PR #589, opened 2021-05-14
Added Regex support for fractional seconds duration

gpinkham:
## Status
**READY**

## Migrations
NO

## Description
Had a customer send in XML that had a valid duration with fractional seconds  (0.000S) but the Regex parser did not support that. .  Updated Regex expression to support fractional seconds.    Backwards compatible to support integer seconds (0S)

## Related PRs
None

## Todos
- [X ] Tests

## Deploy Notes
None

## Steps to Test or Reproduce
Duration that failed with current code: "P0Y0M30DT0H0M0.000S"

* Utils#parse_duration

### DIFF
--- a/lib/onelogin/ruby-saml/utils.rb
+++ b/lib/onelogin/ruby-saml/utils.rb
@@ -15,7 +15,7 @@ module OneLogin
 
       DSIG      = "http://www.w3.org/2000/09/xmldsig#"
       XENC      = "http://www.w3.org/2001/04/xmlenc#"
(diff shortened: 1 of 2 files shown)


gpinkham:
just realized someone else already has a PR for this fix..     only diff is the way we tested   I'll leave this here just in case it's needed but feel free to close it if you want..     thanks!

johnnyshields:
Think we should close this in favor of https://github.com/onelogin/ruby-saml/pull/586

PR #594, opened 2021-05-25
Add warning about the use of IdpMetadataParser class.

pitbulk:
If Metadata URLs are provided by 3rd parties, the URL inputs MUST be validated to avoid issues like SSRF


gwadley (commented):
Suggested README Update:

Usually the same administrator that handles the Service Provider also sets the URL to the IdP, which should be a trusted resource.

But there are other scenarios, like a SAAS app where the administrator of the app delegates this functionality to other users. In this case, extra precaution should be taken in order to validate such URL inputs and avoid attacks like SSRF.

luisvm (approved):
might need a sign off from @gwadley as well 👍

PR #597, opened 2021-06-01
If URI='' use document root

zeos90:
URI=""
  Identifies the node-set (minus any comment nodes) of the XML resource containing the signature

https://www.w3.org/TR/xmldsig-core1/


zeos90:
Hi,

  Anything I need to do to get this considered? I am open to make changes/improvements if required.

Thanks,

pitbulk:
On this thread Scott Cantor says that empty URIs shouldn't be allowed in SAML implementations
http://shibboleth.net/pipermail/dev/2016-April/008162.html

So not implementing this here.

..............................

▶ [Task brief] Starting at the top of the data above, repeat every line exactly until the line containing "## Steps to Test or Reproduce" has been given, then stop.

▶ [Final answer]
PR #589, opened 2021-05-14
Added Regex support for fractional seconds duration

gpinkham:
## Status
**READY**

## Migrations
NO

## Description
Had a customer send in XML that had a valid duration with fractional seconds  (0.000S) but the Regex parser did not support that. .  Updated Regex expression to support fractional seconds.    Backwards compatible to support integer seconds (0S)

## Related PRs
None

## Todos
- [X ] Tests

## Deploy Notes
None

## Steps to Test or Reproduce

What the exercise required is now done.